:: ENTRIES PROVIDED ::
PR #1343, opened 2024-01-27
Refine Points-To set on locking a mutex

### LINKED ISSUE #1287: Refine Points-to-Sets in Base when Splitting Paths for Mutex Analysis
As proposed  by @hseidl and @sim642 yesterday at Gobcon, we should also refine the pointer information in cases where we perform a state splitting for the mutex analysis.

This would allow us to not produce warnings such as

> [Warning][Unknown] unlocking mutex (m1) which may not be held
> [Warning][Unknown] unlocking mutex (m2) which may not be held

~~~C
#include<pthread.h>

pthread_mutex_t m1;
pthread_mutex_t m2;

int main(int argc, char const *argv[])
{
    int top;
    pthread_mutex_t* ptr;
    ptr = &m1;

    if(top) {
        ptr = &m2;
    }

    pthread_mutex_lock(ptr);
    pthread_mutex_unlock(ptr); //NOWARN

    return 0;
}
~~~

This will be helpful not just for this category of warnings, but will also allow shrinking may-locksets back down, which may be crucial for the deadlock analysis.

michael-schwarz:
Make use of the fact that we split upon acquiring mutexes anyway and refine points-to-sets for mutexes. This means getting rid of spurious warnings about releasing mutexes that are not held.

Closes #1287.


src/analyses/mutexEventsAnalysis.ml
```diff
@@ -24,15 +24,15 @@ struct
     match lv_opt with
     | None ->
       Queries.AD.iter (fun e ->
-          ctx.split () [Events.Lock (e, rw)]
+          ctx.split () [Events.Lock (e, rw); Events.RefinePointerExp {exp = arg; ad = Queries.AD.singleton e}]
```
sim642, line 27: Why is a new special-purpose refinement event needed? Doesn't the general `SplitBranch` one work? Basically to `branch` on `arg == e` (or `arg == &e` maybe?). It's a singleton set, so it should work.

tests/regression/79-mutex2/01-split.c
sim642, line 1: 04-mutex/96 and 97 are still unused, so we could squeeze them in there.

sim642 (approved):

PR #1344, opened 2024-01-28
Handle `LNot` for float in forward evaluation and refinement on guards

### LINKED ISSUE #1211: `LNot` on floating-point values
:::
:: ENTRIES PROVIDED ::
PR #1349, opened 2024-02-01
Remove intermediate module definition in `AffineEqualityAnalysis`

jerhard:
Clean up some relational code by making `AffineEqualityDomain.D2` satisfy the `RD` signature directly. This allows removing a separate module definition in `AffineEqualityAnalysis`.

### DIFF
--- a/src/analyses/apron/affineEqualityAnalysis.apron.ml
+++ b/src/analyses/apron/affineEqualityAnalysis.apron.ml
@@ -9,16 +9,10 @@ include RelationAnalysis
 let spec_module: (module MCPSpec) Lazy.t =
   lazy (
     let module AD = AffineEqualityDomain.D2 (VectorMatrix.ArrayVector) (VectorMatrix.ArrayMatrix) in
:::
:: ENTRIES PROVIDED ::
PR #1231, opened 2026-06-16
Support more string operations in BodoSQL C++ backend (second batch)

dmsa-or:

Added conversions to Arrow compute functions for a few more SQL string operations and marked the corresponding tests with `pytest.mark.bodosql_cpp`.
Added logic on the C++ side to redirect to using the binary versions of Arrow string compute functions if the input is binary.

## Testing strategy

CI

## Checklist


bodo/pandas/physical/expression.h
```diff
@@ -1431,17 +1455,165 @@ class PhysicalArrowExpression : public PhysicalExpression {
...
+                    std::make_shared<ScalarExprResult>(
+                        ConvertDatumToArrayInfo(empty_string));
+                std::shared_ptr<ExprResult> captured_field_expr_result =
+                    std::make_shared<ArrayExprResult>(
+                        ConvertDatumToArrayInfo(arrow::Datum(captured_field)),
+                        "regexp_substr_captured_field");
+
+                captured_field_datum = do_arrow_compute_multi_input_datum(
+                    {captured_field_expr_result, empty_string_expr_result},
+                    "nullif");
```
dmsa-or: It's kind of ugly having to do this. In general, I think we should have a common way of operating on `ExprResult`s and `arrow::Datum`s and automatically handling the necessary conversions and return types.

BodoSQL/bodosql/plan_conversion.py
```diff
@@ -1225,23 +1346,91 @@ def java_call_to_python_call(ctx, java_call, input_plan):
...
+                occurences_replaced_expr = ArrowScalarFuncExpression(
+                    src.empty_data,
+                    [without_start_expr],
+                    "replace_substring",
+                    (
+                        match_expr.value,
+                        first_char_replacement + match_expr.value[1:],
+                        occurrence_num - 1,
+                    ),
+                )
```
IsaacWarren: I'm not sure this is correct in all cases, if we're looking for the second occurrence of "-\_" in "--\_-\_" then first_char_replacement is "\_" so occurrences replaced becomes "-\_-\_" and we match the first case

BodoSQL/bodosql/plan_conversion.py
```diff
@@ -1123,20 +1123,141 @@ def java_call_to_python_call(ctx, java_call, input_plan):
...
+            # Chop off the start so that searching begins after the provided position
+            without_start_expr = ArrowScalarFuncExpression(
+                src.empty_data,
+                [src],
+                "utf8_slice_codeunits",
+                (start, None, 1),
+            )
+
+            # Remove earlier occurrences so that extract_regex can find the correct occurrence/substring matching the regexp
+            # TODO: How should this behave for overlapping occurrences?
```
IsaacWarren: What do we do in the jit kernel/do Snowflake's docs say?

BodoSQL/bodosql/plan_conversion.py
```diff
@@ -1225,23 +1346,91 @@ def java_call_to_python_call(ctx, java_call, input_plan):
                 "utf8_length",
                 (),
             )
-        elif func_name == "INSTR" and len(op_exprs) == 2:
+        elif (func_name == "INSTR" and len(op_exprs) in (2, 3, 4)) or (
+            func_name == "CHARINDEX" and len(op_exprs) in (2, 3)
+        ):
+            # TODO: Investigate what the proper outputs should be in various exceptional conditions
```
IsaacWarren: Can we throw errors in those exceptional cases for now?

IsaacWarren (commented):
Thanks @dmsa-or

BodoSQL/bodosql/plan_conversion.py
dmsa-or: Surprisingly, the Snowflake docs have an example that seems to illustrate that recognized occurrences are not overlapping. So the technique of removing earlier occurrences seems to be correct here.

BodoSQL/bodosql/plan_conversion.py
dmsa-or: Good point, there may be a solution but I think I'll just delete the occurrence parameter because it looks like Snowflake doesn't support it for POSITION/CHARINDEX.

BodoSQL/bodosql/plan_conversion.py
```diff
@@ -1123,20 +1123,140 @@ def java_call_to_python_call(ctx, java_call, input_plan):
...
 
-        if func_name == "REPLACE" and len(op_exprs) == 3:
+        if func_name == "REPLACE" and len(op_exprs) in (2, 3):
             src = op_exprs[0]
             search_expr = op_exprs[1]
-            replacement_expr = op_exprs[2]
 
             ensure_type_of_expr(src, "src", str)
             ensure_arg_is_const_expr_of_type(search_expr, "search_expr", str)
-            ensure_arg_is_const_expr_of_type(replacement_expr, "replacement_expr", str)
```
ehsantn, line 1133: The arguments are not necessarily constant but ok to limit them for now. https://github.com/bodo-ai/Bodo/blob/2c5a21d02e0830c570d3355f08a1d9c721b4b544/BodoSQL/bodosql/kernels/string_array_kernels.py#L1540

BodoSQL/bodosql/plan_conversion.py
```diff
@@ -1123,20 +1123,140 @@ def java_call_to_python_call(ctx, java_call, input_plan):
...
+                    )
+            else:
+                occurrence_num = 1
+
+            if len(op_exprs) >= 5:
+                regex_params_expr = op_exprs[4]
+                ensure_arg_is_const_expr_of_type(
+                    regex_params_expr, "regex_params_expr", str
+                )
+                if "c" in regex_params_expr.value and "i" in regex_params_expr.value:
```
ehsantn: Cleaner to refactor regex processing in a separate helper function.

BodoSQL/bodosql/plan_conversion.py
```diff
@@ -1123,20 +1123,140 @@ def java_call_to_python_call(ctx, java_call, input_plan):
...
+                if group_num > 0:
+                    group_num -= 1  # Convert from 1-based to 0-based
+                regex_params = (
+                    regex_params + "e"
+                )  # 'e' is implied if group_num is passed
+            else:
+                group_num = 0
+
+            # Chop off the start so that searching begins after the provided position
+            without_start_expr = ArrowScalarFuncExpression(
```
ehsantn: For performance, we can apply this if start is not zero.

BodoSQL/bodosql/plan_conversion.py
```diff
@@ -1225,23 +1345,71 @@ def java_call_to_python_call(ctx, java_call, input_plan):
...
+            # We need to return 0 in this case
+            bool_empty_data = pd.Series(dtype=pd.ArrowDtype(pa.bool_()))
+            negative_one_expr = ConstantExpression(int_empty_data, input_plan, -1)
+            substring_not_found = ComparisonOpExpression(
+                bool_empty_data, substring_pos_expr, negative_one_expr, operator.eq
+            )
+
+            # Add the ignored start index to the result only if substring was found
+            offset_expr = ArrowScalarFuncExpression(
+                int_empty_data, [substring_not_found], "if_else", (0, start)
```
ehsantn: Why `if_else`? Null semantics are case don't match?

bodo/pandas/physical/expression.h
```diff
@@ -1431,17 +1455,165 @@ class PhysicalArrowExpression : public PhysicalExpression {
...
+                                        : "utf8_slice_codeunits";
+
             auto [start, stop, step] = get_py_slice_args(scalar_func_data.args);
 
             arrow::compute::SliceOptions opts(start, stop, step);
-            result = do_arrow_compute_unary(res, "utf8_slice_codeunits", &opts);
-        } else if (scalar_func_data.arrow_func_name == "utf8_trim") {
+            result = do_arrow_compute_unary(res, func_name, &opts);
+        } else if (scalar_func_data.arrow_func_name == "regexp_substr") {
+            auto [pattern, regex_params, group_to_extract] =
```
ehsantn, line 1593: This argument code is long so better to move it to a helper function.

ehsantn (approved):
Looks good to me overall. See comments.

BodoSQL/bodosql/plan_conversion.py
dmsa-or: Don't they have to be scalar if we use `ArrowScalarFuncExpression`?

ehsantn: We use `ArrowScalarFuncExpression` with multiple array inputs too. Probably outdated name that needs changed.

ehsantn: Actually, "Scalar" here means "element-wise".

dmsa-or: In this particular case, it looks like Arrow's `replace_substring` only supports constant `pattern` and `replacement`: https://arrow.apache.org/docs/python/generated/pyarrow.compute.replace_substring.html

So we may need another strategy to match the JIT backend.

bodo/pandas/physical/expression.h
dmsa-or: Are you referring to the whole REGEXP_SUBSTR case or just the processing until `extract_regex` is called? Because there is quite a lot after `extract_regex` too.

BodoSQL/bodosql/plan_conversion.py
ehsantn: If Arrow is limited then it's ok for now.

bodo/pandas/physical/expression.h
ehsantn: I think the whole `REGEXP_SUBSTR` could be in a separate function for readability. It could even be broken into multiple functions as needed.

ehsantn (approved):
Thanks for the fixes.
:::
WHAT NEEDS TO BE DONE: Pull every line with "overlapping" from the records.

ANSWER TO THIS TASK:
+            # TODO: How should this behave for overlapping occurrences?
dmsa-or: Surprisingly, the Snowflake docs have an example that seems to illustrate that recognized occurrences are not overlapping. So the technique of removing earlier occurrences seems to be correct here.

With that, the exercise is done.